21 Implante: 1. Em cirurgia e odontologia é o material retirado do próprio indivíduo, de outrem ou artificialmente elaborado que é inserido ou enxertado em uma estrutura orgânica, de modo a fazer parte integrante dela. 2. Na medicina, é qualquer material natural ou artificial inserido ou enxertado no organismo. 3. Em patologia, é uma célula ou fragmento de tecido, especialmente de tumores, que migra para outro local do organismo, com subsequente crescimento.
22 Diabetes: Nome que designa um grupo de doenças caracterizadas por diurese excessiva. A mais frequente é o Diabetes mellitus, ainda que existam outras variantes (Diabetes insipidus) de doença nas quais o transtorno primário é a incapacidade dos rins de concentrar a urina.
23 Doença vascular periférica: Doença dos grandes vasos dos braços, pernas e pés. Pode ocorrer quando os principais vasos dessas áreas são bloqueados e não recebem sangue suficiente. Os sinais são: dor e cicatrização lenta de lesões nessas áreas.
24 Fisioterapia: Especialidade paramédica que emprega agentes físicos (água doce ou salgada, sol, calor, eletricidade, etc.), massagens e exercícios no tratamento de doenças.
25 Amputação: 1. Em cirurgia, é a remoção cirúrgica de um membro ou segmento de membro, de parte saliente (por exemplo, da mama) ou do reto e/ou ânus. 2. Em odontologia, é a remoção cirúrgica da raiz de um dente ou da polpa. 3. No sentido figurado, significa diminuição, restrição, corte.
26 Osteomielite: Infecção crônica do osso. Pode afetar qualquer osso da anatomia e produzir-se por uma porta de entrada local (fratura exposta, infecção de partes moles) ou por bactérias que circulam através do sangue (brucelose, tuberculose, etc.).
27 Enxerto: 1. Na agricultura, é uma operação que se caracteriza pela inserção de uma gema, broto ou ramo de um vegetal em outro vegetal, para que se desenvolva como na planta que o originou. Também é uma técnica agrícola de multiplicação assexuada de plantas florais e frutíferas, que permite associar duas plantas diferentes, mas gerações próximas, muito usada na produção de híbridos, na qual uma das plantas assegura a nutrição necessária à gema, ao broto ou ao ramo da outra, cujas características procura-se desenvolver; enxertia. 2. Na medicina, é a transferência especialmente de células ou de tecido (por exemplo, da pele) de um local para outro do corpo de um mesmo indivíduo ou de um indivíduo para outro.

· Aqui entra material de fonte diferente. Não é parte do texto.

PR #614, opened 2022-12-03
introduce operations option for SR initialize

leastbad:

Bug fix + enhancement

## Description

Introduces a new option to `StimulusReflex.initialize`, `operations`, which is used to override framework default CableReady operations for *morph* and *replace* tasks. The operations will default to `morph` and `inner_html` unless specified. Note that the default *morph* task is likely to become `morphdom` before SR 3.5 ships.

```js
StimulusReflex.initialize(application, {
  controller,
  isolate: true,
  operations: {morph: 'idiomorph'}
})
```

## Why should this be added

This should have been done with #599, which is currently broken. If the default operations are changed via the SR initializer, the Reflex is successfully created and executed on the server, but the event listeners were hard-coded to operate on `morph` and `innerHtml` operations. No client-side updates are possible in this scenario.

I will go back to update the README on the previous PR to reflect the need to pass an `operations` object when this PR is merged.

## Checklist

### DIFF
--- a/javascript/stimulus_reflex.js
+++ b/javascript/stimulus_reflex.js
@@ -10,7 +10,7 @@ import ReflexData from './reflex_data'
 import IsolationMode from './isolation_mode'
 import Transport from './transport'
 import ActionCableTransport from './transports/action_cable'
-
+import { kebabize } from 'cable_ready/javascript/utils'
 import { reflexes } from './reflexes'
 import { dispatchLifecycleEvent } from './lifecycle'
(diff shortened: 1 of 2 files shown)


marcoroth:
Looking at https://github.com/stimulusreflex/stimulus_reflex/pull/599, we came to the conclusion that this is not needed anymore. If people want to use a morph library other than `morphdom` then they can configure it on the server-side via the `morph_operation` option:

```ruby
  config.morph_operation = :idiomorph
end
```

I'm going to close this one for now.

28 Osteoporose: Doença óssea caracterizada pela diminuição da formação de matriz óssea que predispõe a pessoa a sofrer fraturas com traumatismos mínimos ou mesmo na ausência deles. É influenciada por hormônios, sendo comum nas mulheres pós-menopausa. A terapia de reposição hormonal, que administra estrógenos a mulheres que não mais o produzem, tem como um dos seus objetivos minimizar esta doença.